Kurz gefasst: Volksentscheid = Land, verbindlich. Bürgerentscheid = Kommune, verbindlich. Befragung = unverbindlich. Und über allem steht die föderale Grundregel dieses Themas — die genauen Bedingungen legt jedes Bundesland für sich fest.
Häufige Fragen zum Volksentscheid
Fünf Fragen, die immer wieder gestellt werden — kurz beantwortet.
Kann ich über ein Bundesgesetz abstimmen?
Nein. Das Grundgesetz lässt einen bundesweiten Volksentscheid nur bei der Neugliederung des Bundesgebiets zu (Art. 29 GG). Über normale Bundesgesetze entscheidet allein der Bundestag.
Wie viele Unterschriften braucht ein Volksbegehren?
Das ist Ländersache und reicht von rund 5 bis 10 Prozent der Wahlberechtigten — je nach Land oft mehrere Hunderttausend gültige Unterschriften in wenigen Monaten.
Warum scheitert ein Volksentscheid trotz Mehrheit?
Wegen des Zustimmungsquorums: In den meisten Ländern müssen die Ja-Stimmen einen Mindestanteil aller Wahlberechtigten erreichen, nicht nur der Abstimmenden. Ist die Beteiligung niedrig, reicht eine Mehrheit unter den Teilnehmern nicht.
Gibt es Themen, über die nicht abgestimmt werden darf?
Ja.
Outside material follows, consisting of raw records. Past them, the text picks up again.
PR #418, opened 2019-12-05
Base reader, refactor and pathlib support

tetov:
This is a new PR with the changes from #348 but cleaned up.

@gonzalocasas latest code review will be copied over to this PR.

### Checklist


src/compas/files/base_reader.py
```diff
@@ -0,0 +1,103 @@
...
+            pathobj = Path(location)
+        else:
+            pathobj = location
+
+        if pathobj.exists():
+            return pathobj
+        else:
+            raise IOError('File not found.')
+
+    def check_file_signature(self):
```
tetov: @gonzalocasas:
> This method is great stuff, but I would make a few changes for clarity, because it took me a while to understand what you're doing here:
> 
> 1. `self.file_signature` is a constant per-class, so I would make that uppercase, eg `self.FILE_SIGNATURE`.
> 2. Docs! This is a pretty significant addition to the public API, so, it really needs to be well documented.
> 3. The first check cannot be passed, there are 3 options: 1) the support for urls is implemented 2) not implemented and raises exception, 3) not implemented, but add a `return` immediately.
> 4. Try to avoid nesting checks. The `else` that contains everything is not needed, because the previous code paths end in error (at least, they should, see previous point)
> 
> Then, two questions:
> 
> 1. Does this work with ascii files (since you open the file in binary mode)?
> 2. Would it be possible to use `urlretrieve` and actually remove al the remote stuff to be a one-time download into temp and handle everything as files?

@tetov:
> Questions:
> 
> 1. Yes!
> 2. This goes against what I thought you wanted, to not load a big file into memory?

src/compas/files/obj.py
```diff
@@ -276,8 +242,8 @@ def _read_freeform_geometry(self, name, data):
             if self.deg[0] == 1:
                 if len(data) == 4:
                     self.lines.append((int(data[2]) - 1, int(data[3]) - 1))
-                    if self.group:
-                        self.groups[self.group].append(('l', len(self.lines) - 1))
+                if self.group:
```
tetov: @gonzalocasas:
> I don't understand this one... is it really correct?

src/compas/files/off.py
```diff
@@ -113,7 +87,7 @@ def pre(self):
     def post(self):
         pass
 
-    def read(self):
+    def read_off(self):
```
tetov: @gonzalocasas:
> I'm not very convinced about calling these `read_off()`, `read_obj()` and so on. I think it should be the same name across the board. I see that now `read()` is used, so, either rename this level of reads to `read_content` or `read_file`, or rename the `BaseReader.read` to `BaseReader.read_bytes` (or `BaseReader.read_line` or `BaseReader.read_chunk`)

src/compas/files/off.py
```diff
@@ -127,11 +101,7 @@ def read(self):
 
         """
         if not self.content:
-            return
-
-        header = next(self.content)
-        if not header.lower() == 'off':
-            return
+            raise Exception('Import failed')
```
tetov: @gonzalocasas:
> `Import failed` is not very clear, we're not really importing, we're opening files (which will then might be imported into something), so I would be more explicit and limited to this module's functionality in the error message.

tests/compas/files/test_stl.py
```diff
@@ -1,36 +0,0 @@
-import os
```
tetov: @gonzalocasas:
> Is this test now done somewhere else?

@tetov:
> Yes. Moved to test_mesh.py under tests/compas/datastructures.

@gonzalocasas:
> ok! I actually think it is more proper to keep this in a `compas/files/test_stl` because it's supposed to be unit test, and by testing the mesh_from_stl, you're actually already integrating a lot of other things; but in this case, it's ok if you want to keep it in the new location, it's not such a big test anyway.. the only thing I would suggest thou is to split the `test_from_stl` method into different ones, each describing what they are actually testing (now it's only a comment but if it fails, you dont see the comment text in the test failure)

tetov: @gonzalocasas:
Ok, I think we need to be consistent here. Would you prefer I set up test_obj, test_ply etc as well? That wouldn't be a problem for me.

tetov:
[Checks fail](https://travis-ci.com/compas-dev/compas/jobs/263651836#L547) because I test using a file that is not yet present in compas/data..

src/compas/files/ply.py
```diff
@@ -137,154 +146,149 @@ def read(self):
...
                 elif section == 'edge':
-                    self.read_edges_binary_wo_numpy()
+                    self.read_edges_binary()
                 elif section == 'face':
-                    self.read_faces_binary_wo_numpy()
+                    self.read_faces_binary()
                 else:
-                    print('user-defined elements are not supported: {0}'.format(section))
-                    pass
+                    raise Exception(
```
tomvanmele: is the entire process supposed to fail because the file contains some non-standard elements as well?

tests/compas/datastructures/test_mesh.py
```diff
@@ -459,7 +521,9 @@ def test_centroid():
     assert mesh.centroid() == [0.0, 0.0, 0.5]
 
     mesh = Mesh.from_obj(compas.get('quadmesh.obj'))
-    assert mesh.centroid() == [2.508081952064351, 2.554046390557884, 1.2687133268242006]
+    assert mesh.centroid() == [
```
tomvanmele: why is this split? max-line-length for compas flake8 linting is set to 180...

tests/compas/datastructures/test_mesh.py
```diff
@@ -499,7 +566,9 @@ def test_vertex_laplacian():
 def test_vertex_neighborhood_centroid():
     mesh = Mesh.from_obj(compas.get('faces.obj'))
     assert mesh.vertex_neighborhood_centroid(0) == [1.0, 1.0, 0.0]
-    assert mesh.vertex_neighborhood_centroid(1) == [2.0, 0.6666666666666666, 0.0]
+    assert mesh.vertex_neighborhood_centroid(1) == [
```
tomvanmele: split?

tests/compas/datastructures/test_mesh.py
```diff
@@ -470,13 +534,16 @@ def test_normal():
     assert mesh.normal() == [0.0, 0.0, 0.0]
 
     mesh = Mesh.from_obj(compas.get('quadmesh.obj'))
-    assert mesh.normal() == [-2.380849234996509e-06, 4.1056122145028854e-05, 0.8077953732329284]
+    assert mesh.normal() == [
```
tomvanmele: same?

src/compas/files/base_reader.py
```diff
@@ -0,0 +1,103 @@
...
+        Path or URL to the file
+    """
+    def __init__(self, location):
+        self.is_url = False
+        self.location = self.check_location(location)
+
+    def read(self, mode='text'):
+        """Returns iterable reading file line by line when given a location,
+           either as pathlib object, string containing path or string containing url
+        Arguments
```
tomvanmele: since we shoot for a docstring style that is as readable as possible in code as well i would advocate for a newline here

tomvanmele: i personally also prefer "Parameters" over "Arguments"

src/compas/files/base_reader.py
```diff
@@ -0,0 +1,103 @@
...
+        ---------
+        mode : string
+            Treat file as ascii or binary
+        Yields
+        -------
+        string
+            yields next line
```
tomvanmele: "yields next line" => "next line"

src/compas/files/base_reader.py
```diff
@@ -0,0 +1,103 @@
...
+                resp = urlopen(self.location)
+                for line in resp.read().decode('utf-8').split('\n'):
+                    yield line
+            else:
+                try:
+                    with self.location.open(mode='r') as fh:
+                        for line in fh:
+                            yield line
+                except UnicodeDecodeError:
+                    with self.location.open(mode='r',
```
tomvanmele: max-line-length flake8 is set to 180

src/compas/files/base_reader.py
```diff
@@ -0,0 +1,103 @@
...
+    """Base class containing file reading functions for file extension specific readers
+
+    Attributes
+    ----------
+    location : str or pathlib object
+        Path or URL to the file
+    """
+    def __init__(self, location):
+        self.is_url = False
+        self.location = self.check_location(location)
```
tomvanmele: would this not be a perfect use case for `@property`?

src/compas/files/base_reader.py
tomvanmele: where is this file signature defined? it doesn't seem to have a default on the base reader and obj reader (for example) doesn't seem to define it either?

src/compas/files/off.py
tomvanmele: in general i think it is confusing that `read` does something else then what the corresponding method of a standard file object does 

https://docs.python.org/3/tutorial/inputoutput.html#methods-of-file-objects

src/compas/files/base_reader.py
```diff
@@ -0,0 +1,103 @@
...
+
+    def read(self, mode='text'):
```
tomvanmele: i find it confusing that the `read` method does something else than the default method of a file object

src/compas/files/obj.py
```diff
@@ -1,15 +1,18 @@
...
 from collections import OrderedDict
-
 try:
     from urllib.request import urlopen
 except ImportError:
     from urllib2 import urlopen
+try:
+    from pathlib import Path
+except ImportError:
+    from pathlib2 import Path
```
tomvanmele: is this necessary?
should path related functionality not be handled by the base reader?

src/compas/files/off.py
```diff
@@ -15,88 +11,66 @@
...
-           Available at: http://paulbourke.net/dataformats/obj/.
+    vertex_count : int
+        Vertex count stated in beginning of file
+    face_count : int
+        Face count stated in beginning of file
+    edge_count : int
+        Edge count stated in beginning of file
 
     """
+    file_signature = {
```
tomvanmele: only reader where this is defined as far as i can tell

src/compas/files/off.py
```diff
@@ -142,7 +112,8 @@ def read(self):
                 continue
 
             if len(parts) == 3:
-                self.v, self.f, self.e = int(parts[0]), int(parts[1]), int(parts[2])
+                self.vertex_count, self.face_count, self.edge_count = \
```
tomvanmele: in data structures these are called `number_of_...`

src/compas/files/ply.py
```diff
@@ -20,16 +21,22 @@ class PLY(object):
...
 
-class PLYReader(object):
+class PLYReader(BaseReader):
     """"""
 
-    keywords = ['ply', 'format', 'comment', 'element', 'property', 'end_header']
+    file_signature = {
+                      'content': b'ply',
+                      'offset': 0,
+    }
```
tomvanmele: not a big fan of this indentation style

tomvanmele (commented):
there is a lot going on in this PR.
perhaps we should focus on the base reader first?

src/compas/files/off.py
tetov: EDIT: Do you have any name suggestions?

src/compas/files/ply.py
tetov: It did before, but I think this should be changed to just ignore user-defined elements.

tests/compas/datastructures/test_mesh.py
tetov: Somethings up with my config, will fix.

tests/compas/datastructures/test_mesh.py
tetov: Somethings up with my config, will fix.

src/compas/files/base_reader.py
tetov: File signatures:
* ply: `b'ply'`
* stl: ascii has`b'SOLID'`, binary has a header..
* off: `b'OFF'`

Not all formats have them but for the ones that do it could be a good check before trying to load a file.

Needs more testing as well.

tests/compas/files/test_stl.py
gonzalocasas: Yes, that would make more sense, keep the test as small in scope as possible (if a test needs to construct other stuff only to trigger an underlying behavior, something is fishy ;) )

src/compas/files/ply.py
gonzalocasas: +1

tests/compas/datastructures/test_mesh.py
```diff
@@ -42,32 +46,78 @@ def test_from_obj():
...
     assert mesh.number_of_vertices() == 8
     assert mesh.number_of_edges() == 18
 
+    # testing ascii stl and pathlib integration
+    mesh = Mesh.from_stl(compas.get('cube_ascii.stl'))
+    assert mesh.number_of_faces() == 8016
+    assert mesh.number_of_vertices() == 4020
+    assert mesh.number_of_edges() == 11368
+
+    mesh = Mesh.from_stl(compas.get('binary_w_ascii_header.stl'))
```
gonzalocasas: I see now this thing... test files should be fixtures, not `data`, so I would revert the file moving, and load them using the fixture feature of `pytest`

src/compas/files/base_reader.py
gonzalocasas: Technically, the summary should be one-line only. Then you can have a new-line and expand on it with further detail.

src/compas/files/base_reader.py
gonzalocasas: if this is literally read line-by-line, then why not call this `read_line` and keep the rest of the names as `read` ?

gonzalocasas (commented):
Added some early feedback, but I assume you're still working on it because it's marked as draft, right?

src/compas/files/obj.py
tetov: True. Fixed :).

src/compas/files/off.py
tetov: `raise Exception('Failed to parse file as an OFF-file')`?

src/compas/files/off.py
tetov: Might be nice to rename them for consistency. On the other hand, after set they are not used again so maybe remove them all together?

src/compas/files/ply.py
tetov: Fixed.

src/compas/files/base_reader.py
tetov: Like this?

https://github.com/compas-dev/compas/blob/d27f338942d4d5109ad888c80534bd1ca8398193/src/compas/files/base_reader.py#L40

src/compas/files/base_reader.py
tetov: Renamed it read_line_or_chunk but that feels quite clunky too. iterate_over_file?

src/compas/files/base_reader.py
tetov: Ok, good points, fixed.

https://github.com/compas-dev/compas/blob/d27f338942d4d5109ad888c80534bd1ca8398193/src/compas/files/base_reader.py#L61

src/compas/files/base_reader.py
tetov: Reworked method a bit now.
https://github.com/compas-dev/compas/blob/d27f338942d4d5109ad888c80534bd1ca8398193/src/compas/files/base_reader.py#L101

And I think I understand what you meant now @gonzalocasas. Downloading file to tmp and then iterating over it would make the whole function more streamlined.

Do you agree with my reasoning in method docstring? Useful to keep the check for file formats with file signatures?

src/compas/files/obj.py
tetov: No, must have tabbed by mistake. Haven't really touched this part.

src/compas/files/off.py
tetov: https://github.com/compas-dev/compas/pull/418/files/0682dcf5876f08b75e93f31d36a8e50292a30a8b#r355006802

src/compas/files/ply.py
tetov: Changed. Should probably set up a test file to make sure it passes.

tetov:
@gonzalocasas 
> Added some early feedback, but I assume you're still working on it because it's marked as draft, right?

I'll flag you when another review is needed, I need to move the tests and and resolve your comments above.

### There are some open questions above I'd like answered as well :).

- [x] [Keep file signature check?](https://github.com/compas-dev/compas/pull/418#discussion_r355008896)
- [x] ~~[Rename or remove count of vertices, faces, edges?](https://github.com/compas-dev/compas/pull/418#discussion_r354950429)~~
- [x] [New name for BaseReader.read()](https://github.com/compas-dev/compas/pull/418#discussion_r355006802)
- [ ] ~~[Good rewording of error message?](https://github.com/compas-dev/compas/pull/418#discussion_r354948649)~~

### Todo list for me:

- [ ] ~~Move and rework tests in test_mesh that really belong to the file readers~~
- [ ] ~~Test if ply.py will ignore user-defined elements~~
- [x] ~~[Follow up weird edit, (just check git blame)](https://github.com/compas-dev/compas/pull/418#discussion_r355009197)~~
- [x] [Download files to tmp when given URL and iterate over contents](https://github.com/compas-dev/compas/pull/418#discussion_r355008896)
- [x] Docstrings and comments

src/compas/files/base_reader.py
tomvanmele: `iterlines`?

gonzalocasas: Instead of having one method that does two things and receives a `mode` to `if` on it, why not have two methods properly named: `read_line()` and `read_bytes()` and ditch the mode parameter?

tetov:
Yeah, totally agree. iterlines and iterchunks?

tetov:
Or read_line & read_chunks. Sorry missed last part of the comment.

tomvanmele:
i think this PR is too big. perhaps we should split off the base reader and get that sorted first. also, perhaps this is useful for binary/not binary https://github.com/audreyr/binaryornot

tetov:
I've moved my other changes to another branch on my fork to make the scope of this PR more limited.

I'll work through the remaining pointers for base_reader and update the PR (tonight hopefully).

### To add to this PR:
- [x] Download file to tmp and start iterating over lines
- [x] Tests
- [x] Docstrings
- [x] Binary detection using library @brgcode suggested (https://github.com/audreyr/binaryornot)

### Future PR's:
* Update file reader modules to use base_reader (one PR per module)

src/compas/files/__init__.py
```diff
@@ -13,9 +13,12 @@
     :toctree: generated/
     :nosignatures:
 
+    BaseReader
     OBJ
     OBJReader
     OBJParser
+    OFF
+    OFFReader
```
tomvanmele: i guess these need to be removed for now

src/compas/files/base_reader.py
```diff
@@ -0,0 +1,141 @@
...
+                pathobj = Path(location)
+            else:
+                pathobj = location
+
+            if pathobj.exists():
+                self._location = pathobj
+            else:
+                raise IOError('File not found.')
+
+    def read_line_or_chunk(self, mode='ascii'):
```
tomvanmele: i think something like `iter_lines` would make more sense.
```python
for line in reader.iter_lines():
    # do something with line
```

src/compas/files/base_reader.py
```diff
@@ -0,0 +1,141 @@
...
+        Yields
+        -------
+        string
+            Next line or chunk of file
+        """
+        # TODO: Handle url's to binary files
+        # TODO: Handle continuing lines (as in OFF files)
+        # TODO: Read binary chunks
+
+        self.check_file_signature()
```
tomvanmele: `binaryornot` checks for binary files in a completely different way. perhaps it might help solve the problems with the PLY files.

src/compas/files/base_reader.py
```diff
@@ -0,0 +1,141 @@
...
+
+class BaseReader(object):
+    """Base class containing file reading functions for file extension specific readers
+
+    Attributes
+    ----------
+    location : str or pathlib object
+        Path or URL to the file
+    """
+
```
tomvanmele, line 24: should the base reader not define the interface for default methods of the other readers as well?
* `read`
* ...

tomvanmele: with a `NotImplementedError`

src/compas/files/base_reader.py
```diff
@@ -0,0 +1,141 @@
...
+                resp = urlopen(self.location)
+                for line in resp.read().decode('utf-8').split('\n'):
+                    yield line
+            else:
+                try:
+                    with self.location.open(mode='r') as fh:
+                        for line in fh:
+                            yield line
+                except UnicodeDecodeError:
+                    with self.location.open(mode='r', errors='replace', newline='\r') as fh:
```
tomvanmele: should this not be moved to `open`?

tomvanmele (changes requested):

src/compas/files/__init__.py
tetov: Ok!

src/compas/files/base_reader.py
tetov: Do you think we should remove the file_signature check?

src/compas/files/base_reader.py
tetov: Sure!

src/compas/files/base_reader.py
tomvanmele: no because otherwise there is no way to choose between the ascii and binary reading functionality. unless we leave that up to the user.

i would just look into their way of checking and see if it can be used in the background here.

also, perhaps signature reading should not be directly responsible for deciding between the two reading methods. perhaps this should be something like `is_binary` which uses information from the signature.

tetov: Ok! I'll leave this and will flesh it out while working on the specific readers.

src/compas/files/base_reader.py
tetov: `read` added. 

`is_valid` should be added too. 

Planning to write a `is_binary` that file readers can call.

src/compas/files/base_reader.py
tetov: `_open` so there's no conflict. Moved it out of `iter_lines`.

src/compas/files/base_reader.py
tetov: Changed.

setup.cfg
```diff
@@ -9,6 +9,9 @@ exclude = */migrations/*
 max-line-length = 180
 ignore = D001
 
+[pydocstyle]
+convention = numpy
```
tomvanmele, line 13: nice

src/compas/files/base_reader.py
```diff
@@ -18,85 +18,164 @@ class BaseReader(object):
     ----------
     location : str or pathlib object
         Path or URL to the file
-    """
+    is_url
```
tomvanmele: ?

src/compas/files/base_reader.py
```diff
@@ -18,85 +18,164 @@ class BaseReader(object):
...
+
+    Methods
+    -------
```
tomvanmele: this is not necessary because sphinx does this automatically

src/compas/files/base_reader.py
```diff
@@ -18,85 +18,164 @@ class BaseReader(object):
...
+            True if recognized as an URL
+        """
+        self._is_url = str(self._location).startswith('http')
+        return self._is_url
+
+    @property
+    def is_binary(self):
+        pass
+
+    @property
```
tomvanmele, line 82: you have a function and a property with the same name

src/compas/files/base_reader.py
```diff
@@ -18,85 +18,164 @@ class BaseReader(object):
...
+        if pathobj.exists():
+            return pathobj
 
-    def read_line_or_chunk(self, mode='ascii'):
-        """Returns iterable reading file line by line
+        raise IOError('File not found.')
 
-        Should accept both local files as well as URLs, in binary or ascii format.
+    @property
+    def is_url(self):
```
tomvanmele: `is_url` is not a property of the base reader. as mentioned in the docstring, it is a property of the location...

tests/compas/files/test_base_reader.py
```diff
@@ -0,0 +1,21 @@
+import os
+try:
+    from pathlib import Path
+except ImportError:
+    from pathlib2 import Path
```
tomvanmele, line 5: is this necessary?

tomvanmele (changes requested):

src/compas/files/base_reader.py
tetov: Ok!

tests/compas/files/test_base_reader.py
tetov: Not yet but I planned to give it path objects in tests.

src/compas/files/base_reader.py
tetov: Created open_ascii and open_binary.

src/compas/files/base_reader.py
tetov: Changed to normal method.

tests/compas/files/test_base_reader.py
tetov: Planning to add tests using path objects.

tomvanmele:
test fails on number of lines check of ply_ascii

tetov:
> test fails on number of lines check of ply_ascii

Working on it :)

src/compas/files/base_reader.py
tomvanmele: that is not what i meant:
```python
reader.is_url()
```
doesn't make any sense...

tomvanmele: better would be
```python
reader.is_location_url()
```
or 
```python
reader.location.is_url()
```

tetov: Ok, sorry, with you now.

Do you think it would make sense to create a new class for location?

src/compas/files/base_reader.py
```diff
@@ -0,0 +1,188 @@
...
+    def is_location_url(self):
+        """Checks if given location is a string containing an URL
+
+        Returns
+        -------
+        bool
+            True if recognized as an URL
+        """
+        self._is_url = str(self._location).startswith('http')
+        return self._is_url
```
tomvanmele: i think this should be 
```python
return str(self._location).startswith('http')
```
that said, i think it is a bad idea to use `self.location` and `self._location` in this way, because it is something you need to know to do it correctly.
perhaps it would be better to differentiate between the original address provided by the user, which could be a url, a relative path, an absolute path, and a `Path` object. the reader processes this into a new variable that always refers to an absolute local file path in the form of a `Path` object. assuming the original address provided by the user is stored as `self._address` this function would just do
```python
return str(self._address).startswith('http')
```

src/compas/files/base_reader.py
```diff
@@ -0,0 +1,188 @@
...
+
+        Returns
+        -------
+        location : Pathlib object
+            Path to tempfile
+        """
+
+        location, _ = urlretrieve(url)
+
+        return Path(location)
```
tomvanmele, line 113: after differentiating between "address" and "location" (or whatever the naming convention ends up being) this could be
```python
location, _ = urlretrieve(self._address)
return Path(location)
```

src/compas/files/base_reader.py
```diff
@@ -0,0 +1,188 @@
...
+        # TODO: Integrate with is_binary checks in file readers
+        # TODO. Look into binaryornot library to help with above
+
+        try:
+            file_signature = self.FILE_SIGNATURE['content']
+            signature_offset = self.FILE_SIGNATURE['offset']
+
+        # if file type has no associated file signature
+        except AttributeError:
+            return
```
tomvanmele: the `BaseReader` should define defaults for both parameters.
```python
class BaseReader(object):
    FILE_SIGNATURE = {
         'content': None,
         'offset': None,
    }
```
after which the above becaomes a simple if statement.

src/compas/files/base_reader.py
tomvanmele: i would also argue that `download` should be "underscored"

src/compas/files/base_reader.py
```diff
@@ -20,8 +22,14 @@ class BaseReader(object):
...
-    def __init__(self, location):
-        self._location = location
+
+    FILE_SIGNATURE = {
+         'content': None,
+         'offset': None,
+    }
+
+    def __init__(self, adress):
+        self._adress = adress
```
tomvanmele: address has two d's

src/compas/files/base_reader.py
```diff
@@ -30,48 +38,53 @@ def location(self):
...
+        Returns
         ------
-        IOError
-            If file is not found
+        Path object
+            Path object pointing to file location
         """
-        if self.is_location_url():
-            pathobj = self.download(self._location)
+        if self.is_adress_url():
```
tomvanmele: two d's

src/compas/files/base_reader.py
```diff
@@ -30,48 +38,53 @@ def location(self):
...
+            True if binary else false.
+        """
+        return binaryornot.check.is_binary(str(self.location))
 
     @property
     def is_valid(self):
         return NotImplementedError
 
-    def is_location_url(self):
+    def is_adress_url(self):
```
tomvanmele: two d's

src/compas/files/base_reader.py
```diff
@@ -10,6 +10,8 @@
 except ImportError:
     from urllib import urlretrieve
 
+import binaryornot.check
```
tomvanmele, line 13: i think this is a good idea, but we should check when it identifies a file as binary.
from reading through the code quickly, it seems that if more than 5 % of the code is non-ascii it is considered binary. while probably sufficient in real-world examples, ply headers (ascii) can be quite long even if the described object is very simple. not sure if this then would pass the test. but perhaps we should cross that bridge when we get there... :)

src/compas/files/base_reader.py
```diff
@@ -129,8 +139,8 @@ def iter_lines(self):
             for line in fo:
                 yield line.rstrip()
 
-    def iter_chunks(self, chunk_size=1024):
-        """Yields lines from local binary files
+    def iter_chunks(self, chunk_size=4096):
```
tomvanmele, line 151: does the chunk size in any way depend on the type of binary encoding?

src/compas/files/base_reader.py
```diff
@@ -158,31 +170,33 @@ def check_file_signature(self):
...
-        # TODO. Look into binaryornot library to help with above
-
-        try:
-            file_signature = self.FILE_SIGNATURE['content']
-            signature_offset = self.FILE_SIGNATURE['offset']
 
-        # if file type has no associated file signature
-        except AttributeError:
+        if self.FILE_SIGNATURE['content'] is None:
             return
```
tomvanmele: should this not be `False`

src/compas/files/base_reader.py
tetov: The standard value should probably be removed.

I'm not sure of how this should work, I'm not experienced in reading binary files. But what I was going for was that the file reader specifies a reasonable chunk size and then reads amount of bytes corresponding to format spec.

src/compas/files/base_reader.py
tetov: Yes, thanks!

src/compas/files/base_reader.py
tetov: Yeah, I think that we can have general checks in BaseReader while some more specific should be in the file reader. 

A well formatted binary PLY should have `format binary_little_endian 1.0` or 
`format binary_big_endian 1.0` in the next line. :)

tetov: > i think this is a good idea [...]

It was your idea ;).

src/compas/files/base_reader.py
tetov: Not in Swedish, haha! Fixed.

src/compas/files/base_reader.py
tomvanmele: fair enough

tetov: Do you have a chunk size you would like to have there instead or just change it to an arg?

tomvanmele: no leave it as it is

tetov:
Is it time to squash the commits and remove the WIP status?

src/compas/files/base_reader.py
```diff
@@ -0,0 +1,202 @@
...
+        file, a missing file signatures might be a sign of a malformed file.
+
+        More information about file signatures can be found on Wikipedia[1]_
+        as well as examples of file signatures[2]_
+
+        Returns
+        ------
+        bool
+            True file signature for file type is found in file or if file type
+            lacks file signature.
```
tomvanmele: True if correct file signature for file type is found in file, or if file type has no signature.

tomvanmele (commented):
nearly there

tomvanmele:
last changes and then we can merge

tetov:
> last changes and then we can merge

I got a warning from autosummary because it couldn't find BaseReader. I guess it's because it's not imported in __init__.py. I removed the entry.

Also, I tried interactive rebase but since I merged with master earlier I'm worried about squashing other commits as well. Maybe you could use [Github's solution](https://help.github.com/en/github/collaborating-with-issues-and-pull-requests/about-pull-request-merges#squash-and-merge-your-pull-request-commits) with my last commit msg?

In vielen Ländern sind unter anderem der Landeshaushalt, Abgaben und Amtsbezüge ausgenommen. Über das Geld des Landes soll das gewählte Parlament entscheiden.
Ist ein gescheitertes Volksbegehren umsonst?
Nicht unbedingt. Schon viele Unterschriften sind ein starkes politisches Signal. Parlamente greifen Forderungen erfolgreicher Volksbegehren häufig von sich aus auf, auch ohne dass es zum Volksentscheid kommt.